TASK ITEM:
Begin with the first line of the entries below. Copy each line exactly, stopping after the one that contains "### Describe the bug".

EXCERPTED DATA:
PR #99260, opened 2025-11-12
drivers: gpio: nxp: fix gpio_mcux_lpc_configure()

### LINKED ISSUE #99255: nxp: lpc55: gpio_port_get_raw() returns wrong value for GPIO output pins
### Describe the bug

 gpio_port_get_raw() returns wrong value for a GPIO pin configured as output for LPC platforms: lpcxpresso55s06/16/28/69 

### Steps to reproduce

Simplest way to reproduce the issue:
- Add a call to gpio_pin_get_raw() inside the while loop of \zephyr\samples\basic\blinky\main.c. For example:
```
        int pin_value = gpio_pin_get_raw(led.port, led.pin); 
        printk ("Led pin raw level: %d\n", pin_value);
```
- And gpio_pin_get_raw() always returns 0 no matter if the GPIO LED is on or off.

NOTE: This is an LPC-specific issue as other tested platforms do not have this problem.

### Environment

Commit: dbcfb77ce3d20784406d4d73a1de3f7f1bcea07c

butok:
- Enables Digital mode for both input and output GPIO pins, in gpio_mcux_lpc_configure().
- Fixes https://github.com/zephyrproject-rtos/zephyr/issues/99255

### DIFF
--- a/drivers/gpio/gpio_mcux_lpc.c
+++ b/drivers/gpio/gpio_mcux_lpc.c
@@ -104,10 +104,9 @@ static int gpio_mcux_lpc_configure(const struct device *dev, gpio_pin_t pin,
 		*pinconfig |= IOCON_PIO_OD_MASK;
 	}
 
-	if ((flags & GPIO_INPUT) != 0) {
-		/* Set DIGIMODE bit */
-		*pinconfig |= IOCON_PIO_DIGIMODE_MASK;
-	}
+	/* Set DIGIMODE bit */
+	*pinconfig |= IOCON_PIO_DIGIMODE_MASK;
+
 	/* Select GPIO mux for this pin (func 0 is always GPIO) */
 	*pinconfig &= ~(IOCON_PIO_FUNC_MASK);
 #endif


drivers/gpio/gpio_mcux_lpc.c
```diff
@@ -104,10 +104,9 @@ static int gpio_mcux_lpc_configure(const struct device *dev, gpio_pin_t pin,
 		*pinconfig |= IOCON_PIO_OD_MASK;
 	}
 
-	if ((flags & GPIO_INPUT) != 0) {
-		/* Set DIGIMODE bit */
-		*pinconfig |= IOCON_PIO_DIGIMODE_MASK;
-	}
+	/* Set DIGIMODE bit */
+	*pinconfig |= IOCON_PIO_DIGIMODE_MASK;
+
```
decsny, line 109: this check was clearly intentional, so just removing it without justification is suspicious. do you have any insight into why it was there in the first place.

decsny (dismissed):

drivers/gpio/gpio_mcux_lpc.c
dleach02: this came from @danieldegrasse when he initially added pinmuxing control to gpio driver. His commit doesn't go into any additional details as to why (f8828a443404bd7ef0b7a)

danieldegrasse: If I had to guess, I made this check based on the MCUX config tool- maybe it only sets DIGIMODE when the pin is configured as a digital input? I'm not sure though

In theory you should only need to readback the pin value when it is set as an input, but from the LPC55S69 RM I don't see any reason to keep DIGIMODE clear here- you need to clear it when using analog functions, but those are selected via pinctrl.

RM suggests DIGIMODE should generally be set, so I think this is a valid change

image

Will leave it to NXP folks to decide though

butok: > this check was clearly intentional, so just removing it without justification is suspicious. do you have any insight into why it was there in the first place.

Digital mode must be set for GPIO Operations, as you need to read or write digital logic levels and enable digital input buffer.
Forgetting to enable DIGIMODE for digital functions may cause unreliable digital readings or communication failures. It was reproduced by https://github.com/zephyrproject-rtos/zephyr/issues/99255

danieldegrasse (approved):

dleach02 (approved):

drivers/gpio/gpio_mcux_lpc.c
HyperionCoding: > > this check was clearly intentional, so just removing it without justification is suspicious. do you have any insight into why it was there in the first place.
> 
> Digital mode must be set for GPIO Operations, as you need to read or write digital logic levels and enable digital input buffer. Forgetting to enable DIGIMODE for digital functions may cause unreliable digital readings or communication failures. It was reproduced by #99255

The real reason was incorrect way to read output bits. The user manual says the output should be read from SET registers:

image

Setting digital mode always on needs more justification and I believe it should not be used for outputs. This small note hints it should be on only for inputs:

image

In multiple other places the DIGIMODE is talked like it is synonymous to input mode.

A related but separate issue is that lpc pinctrl_soc.h files set digimode on simply if analog mode is not selected. That should be removed too.

@danieldegrasse

butok: > I believe it should not be used for outputs. 

We need to get a 'real' value on a GPIO pin pad, no matter if it's an input or output pin.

RESPONSE FOR THIS EXERCISE:
PR #99260, opened 2025-11-12
drivers: gpio: nxp: fix gpio_mcux_lpc_configure()

### LINKED ISSUE #99255: nxp: lpc55: gpio_port_get_raw() returns wrong value for GPIO output pins
### Describe the bug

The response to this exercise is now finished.